YOUR GOAL -> Copy every line of the records below where the word "than" occurs.

EXERCISE MATERIAL ->

══════════════════════════════

PR #276, opened 2026-04-04
udev: skip device Devantech USB Devices

obbardc:
Since the Devantech USB devices are not consumed by boardswarm, instead it is usually used by a pdudaemon instance, add an exception to udev rules to ignore the devices.

See the sister PR for pdudaemon at: https://github.com/pdudaemon/pdudaemon/pull/218/

### DIFF
--- a/boardswarm/share/99-boardswarm.rules
+++ b/boardswarm/share/99-boardswarm.rules
@@ -1,6 +1,14 @@
+# Skip Devantech USB devices as these are usually consumed by pdudaemon.
+# The Devantech USB product range uses the Microchip VID & a sub-licenced PID
+# specific to all Devantech products.
+# Warning: This catch-all rule will match more than the USB relay range.
+ACTION=="add", SUBSYSTEM=="tty", ENV{ID_BUS}=="usb", ATTRS{idVendor}=="04d8", ATTRS{idProduct}=="ffee", GOTO="boardswarm_end"
+
 # USB Serial devices
 ACTION=="add", SUBSYSTEM=="tty", ENV{ID_BUS}=="usb", GROUP="boardswarm"
 
 # TI DFU devices
 ACTION=="add", SUBSYSTEM=="usb", ATTRS{idVendor}=="0451", ATTRS{idProduct}=="6162", GROUP="boardswarm"
 ACTION=="add", SUBSYSTEM=="usb", ATTRS{idVendor}=="0451", ATTRS{idProduct}=="6165", GROUP="boardswarm"
+
+LABEL="boardswarm_end"


boardswarm/share/99-boardswarm.rules
```diff
@@ -1,6 +1,12 @@
+# Ignore Devantech USB Relay devices
+# Skip Devantech USB-RLY08C
+ACTION=="add", SUBSYSTEM=="tty", ENV{ID_BUS}=="usb", ENV{ID_VENDOR_ID}=="04d8", ENV{ID_MODEL_ID}=="ffee", GOTO="boardswarm_end"
```
sjoerdsimons: That VID is a MicroChip one. Is the PID actually Devantech specific? If so is it for all their models or just one ? (i should have a RLY02 lying around, i can check that tomorrow). 

Note that I'm not entirely against this.. Though boardswarm shouldn't touch it anyway (iirc it's a ttyACMx device, and boardswarm by design only opens up serial devices when it's asked to or knows for sure it has a provider for it).  Did you see any issues with it ?. As a guess the issue you hit is that you want it to be owned by pdudaemon and not have the rule below for usb apply? 

Wonder if we can do this better in general to make it easy to opt out devices here rather then just adding them all in this rules file :)

obbardc: I am not sure if the PID is devantech specific, but it appears like this when connecting which makes me lean to it being a generic PID from the microchip stack:

```
usb 1-1.1.4.4.3: new full-speed USB device number 26 using xhci_hcd
usb 1-1.1.4.4.3: New USB device found, idVendor=04d8, idProduct=ffee, bcdDevice= 1.00
usb 1-1.1.4.4.3: New USB device strings: Mfr=1, Product=2, SerialNumber=3
usb 1-1.1.4.4.3: Product: USB-RLY08.
usb 1-1.1.4.4.3: Manufacturer: Devantech Ltd.
usb 1-1.1.4.4.3: SerialNumber: 16913xxx
cdc_acm 1-1.1.4.4.3:1.0: ttyACM0: USB ACM device
```

Perhaps we could match on `Manufacturer` instead, if we go this route.

The sample udev rules here changed the owner to boardswarm and the pdudaemon rules then didn't work.

It'd be great if we could filter these unsupported devices out :-). I am happy to rework this to be more generic, but not sure exactly how.

sjoerdsimons: Right so the RLY02 is:
```
usb 1-1: new full-speed USB device number 4 using xhci_hcd
usb 1-1: New USB device found, idVendor=04d8, idProduct=ffee, bcdDevice= 1.00
usb 1-1: New USB device strings: Mfr=1, Product=2, SerialNumber=3
usb 1-1: Product: USB-RLY02.
usb 1-1: Manufacturer: Devantech Ltd.
usb 1-1: SerialNumber: 00015636
```

It seems microchip does offer people to use PIDs with their VID; so hopefully this PID/VID is unique for devantech. 

Practically i wouldn't be against filtering this out; But it doesn't really solve the general problem as there are lot of serial devices that probably want to be used for !boardswarm; But there is no way we can list these all.

Note that you say "unsupported devices". It's not actually unsupported you can use the RLY serial port over boardswarm just fine and send the bytes required to make it switch.. It's just practically not that useful :)

obbardc: > It seems microchip does offer people to use PIDs with their VID; so hopefully this PID/VID is unique for devantech.

I will email devantech and ask, I will include you in CC.

> Practically i wouldn't be against filtering this out; But it doesn't really solve the general problem as there are lot of serial devices that probably want to be used for !boardswarm; But there is no way we can list these all.

Yeah, I am not sure how we would do that really. Open to suggestions, or maybe we merge this and open an issue for future us to figure out?

> Note that you say "unsupported devices". It's not actually unsupported you can use the RLY serial port over boardswarm just fine and send the bytes required to make it switch.. It's just practically not that useful :)

Very pedantic, you know exactly what I mean ;-).

obbardc: Devantech support confirmed on 22 April 2026 that the Product ID is sub-licensed to them as a unique identifier, but that the same PID is reused across multiple Devantech USB modules rather than being assigned per individual product.

I updated the udev rule to match against all Devantech USB devices, but I think that is fine since they are mainly USB relay modules which are compatible with pdudaemon.

I could add rules for all supported products and even ask Devantech for a list of Product attrs for their USB relay range, but I think that's a bit excessive and matching on all devices is fine for now.

Unless you have any other suggestions to the general problem we could implement soon, I think it'd be great if you could consider merging this now and opening an issue to figure out solving the "general" problem.

sjoerdsimons: Yeah i think this is fine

══════════════════════════════

FINISHED TASK ->
+# Warning: This catch-all rule will match more than the USB relay range.
obbardc: Devantech support confirmed on 22 April 2026 that the Product ID is sub-licensed to them as a unique identifier, but that the same PID is reused across multiple Devantech USB modules rather than being assigned per individual product.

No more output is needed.